I would like to see this too!

If each SHB would be carried away by a few bees, how many bees are left to do the work?

I'm sure that we all will come up with better and better traps and methods and simply learn to live with the SHB. It was more fun without them....


----------



## emdadjut (Feb 3, 2013)

read and get information learn more and be an expert.


----------



## David LaFerney (Jan 14, 2009)

Hive beetles were really bad in my bee yard last year - but a couple of hives had very few and were also very productive. I suspect that nutrition and overall hive health might be as much of a factor as anything. Maybe those hives were just the best robbers. I don't really know. But i think i know where i'm going to get grafting material.


----------



## thenance007 (May 25, 2011)

I have been using the entrance Beetle Jails on my hives since I began beekeeping 2 years ago, and rarely even see a SHB in my hives.
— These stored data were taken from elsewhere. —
PR #1323, opened 2016-01-08
Plugins: Common String Helpers (Splash)

ax3l:
Adds ArrayOfString helpers for libSplash write calls.
See
  https://github.com/ComputationalRadiationPhysics/libSplash/issues/220
for the description of the problem.

If a user wants to write a list of strings into a single HDF5 attribute or date they need to be padded to the longest one, `\0` separated and concatenated. This helper does that.

Use it like this:
```C++
#include "plugins/common/stringHelpers.hpp"
// [...]

// create some strings
std::list<std::string> myListOfStr;
myListOfStr.push_back("short");
myListOfStr.push_back("middle");
myListOfStr.push_back("loooong");

// convert to splash format
helper::GetSplashArrayOfString getSplashArrayOfString;
helper::GetSplashArrayOfString::Result myArrOfStr;
myArrOfStr = getSplashArrayOfString( myListOfStr );
ColTypeString ctSomeListOfStr( myArrOfStr.maxLen );

// splash call
dc->writeGlobalAttribute(
    threadParams->currentStep,
    ctSomeListOfStr,
    "someListOfStr",
    1u, /* ndims: 1D array */
    Dimensions( myListOfStr.size(), 0, 0 ), /* size of 1D array */
    &( myArrOfStr.buffers.at(0) )
);
```
(in C++11 this creation + conversation will be a two-liner.)

### Misc

- Also adds a `helper::` namespace to avoid polluting the `PIConGPU` namespace.
- Declutters the helpers in a `hpp` + `cpp` file.

@PrometheusPi if you like have a look. Still needs runtime testing (hypnos is in maintenance), I just coded it out of the blue in parallel to waiting for some scripts to run ;)

P.S.: It might be possible we need to wait for this PR to be useful until we switched to `libSplash 1.3.0`

### DIFF
--- a/src/picongpu/include/plugins/common/stringHelpers.hpp
+++ b/src/picongpu/include/plugins/common/stringHelpers.hpp
@@ -23,31 +23,59 @@
 #include <string>
 #include <sstream>
 #include <ctime>
-
+#include <vector>
+#include <list>
+#include <algorithm>
+#include <iostream>
 
 namespace picongpu
+{
+namespace helper
 {
     /** Return the current date as string
      *
      * \param format, \see http://www.cplusplus.com/reference/ctime/strftime/
      * \return std::string with formatted date
      */
-    std::string getDateString( std::string format )
+    std::string getDateString( std::string format );
+
+    /** Create array of c-strings suitable for libSplash
+     *
+     * Convert a std::list of strings to a format that is suitable to
+     * be written into libSplash (concated and padded array of constant
+     * c-strings). Strings will be padded to longest string.
+     *
+     * Independent of the padding you chose, the strings will be '\0'
+     * separated & terminated. \0 padding is default and recommended.
+     */
+    class GetSplashArrayOfString
     {
-        time_t rawtime;
-        struct tm* timeinfo;
-        const size_t maxLen = 30;
-        char buffer [maxLen];
+    private:
+        // compare two std::string by their size
+        struct CompStrBySize
+        {
+            bool operator()( std::string i, std::string j )
+            {
+                return i.size() < j.size();
+            }
+        };
 
-        time( &rawtime );
-        timeinfo = localtime( &rawtime );
+    public:
+        // resulting type containing all attributes for a libSplash write call
+        struct Result
+        {
+            size_t maxLen;                // size of the longest string
+            std::vector<char> buffers;    // all of same length lenMax
 
-        strftime( buffer, maxLen, format.c_str(), timeinfo );
+            Result() : maxLen(0)
+            {}
+        };
 
-        std::stringstream dateString;
-        dateString << buffer;
+        Result operator()(
+            std::list<std::string> listOfStrings,
+            char padding = '\0'
+        );
+    };
 
-        return dateString.str();
-    }
-
+} // namespace helper
 } // namespace picongpu
--- a/src/picongpu/stringHelpers.cpp
+++ b/src/picongpu/stringHelpers.cpp
@@ -1,0 +1,101 @@
+/**
+ * Copyright 2015-2016 Axel Huebl
+ *
+ * This file is part of PIConGPU.
+ *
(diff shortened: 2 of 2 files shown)


ax3l:
I got a RT crash when testing right now, lets see how far we get
```
[1,2]<stderr>:[SPLASH_LOG:2] [1,3]<stderr>:[SPLASH_LOG:3] Exception: Exception for DCAttribute [someListOfStr] Attribute could not be opened or created
[1,2]<stderr>:Exception: Exception for DCAttribute [someListOfStr] Attribute could not be opened or created[1,2]<stderr>:terminate called after throwing an instance of 'splash::DCException'
[1,2]<stderr>:  what():  Exception for ParallelDataCollector::writeGlobalAttribute: failed to write attribute (someListOfStr)
[1,2]<stderr>:[kepler004:08974] *** Process received signal ***
```

PrometheusPi:
Interesting run time crash.
Was `someListOfStr` a global attribute or part of data/record?

ax3l:
ah I used the wrong `writeAttribute` signature in Splash, re-testing...

ax3l:
Ok I found the problem, the result needs to be contiguous and `\0` separated and *not* with an index table as in `main()`.

```C++
#include <typeinfo>    // for 'typeid'
#include <iostream>

    char *string_att[2] = {"This is array attribute",
                                 "It has two strings"};
    //printf("%s", string_att[0]);
    printf("%s\n", typeid(string_att).name());

    std::cout << std::endl;
    int i;
    for( i = 0; i < 50; ++i )
       std::cout << *(&string_att[0][0] + i)
                 << " ("
                 << int( *(&string_att[0][0] + i) )
                 << ")" << std::endl;
```

ax3l:
fixed, usage updated and successfully tested.

src/picongpu/include/plugins/common/stringHelpers.hpp
```diff
@@ -50,4 +58,86 @@ namespace picongpu
...
+            std::string longestString = *std::max_element(
+                    listOfStrings.begin(),
+                    listOfStrings.end(),
+                    compStrBySize
+            );
+            size_t lenMax = longestString.size();
+
+            // create libSplash data type suitable for longest string
+            Result result;
+            result.colType = splash::ColTypeString(lenMax);
```
PrometheusPi: @ax3l should that not be `splash::ColTypeString(lenMax+1)` since your string is `N+1` bytes long?

PrometheusPi:
Currently, I get a run time crash with out any exception calls from:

Soon after I install a package, I see a few, but they disappear within a few weeks. When I harvested my supers, I found 2 beetles. The Beetle Jails are expensive ($46 with shipping) but considering I have fruit trees and last year raised cantaloupes on the fence near my hives (both attract SHBs), I can't think of any other reason my hives are SHB free.


----------



## beeman2009 (Aug 23, 2012)

thenance007 said:


> I have been using the entrance Beetle Jails on my hives since I began beekeeping 2 years ago, and rarely even see a SHB in my hives. Soon after I install a package, I see a few, but they disappear within a few weeks. When I harvested my supers, I found 2 beetles. The Beetle Jails are expensive ($46 with shipping) but considering I have fruit trees and last year raised cantaloupes on the fence near my hives (both attract SHBs), I can't think of any other reason my hives are SHB free.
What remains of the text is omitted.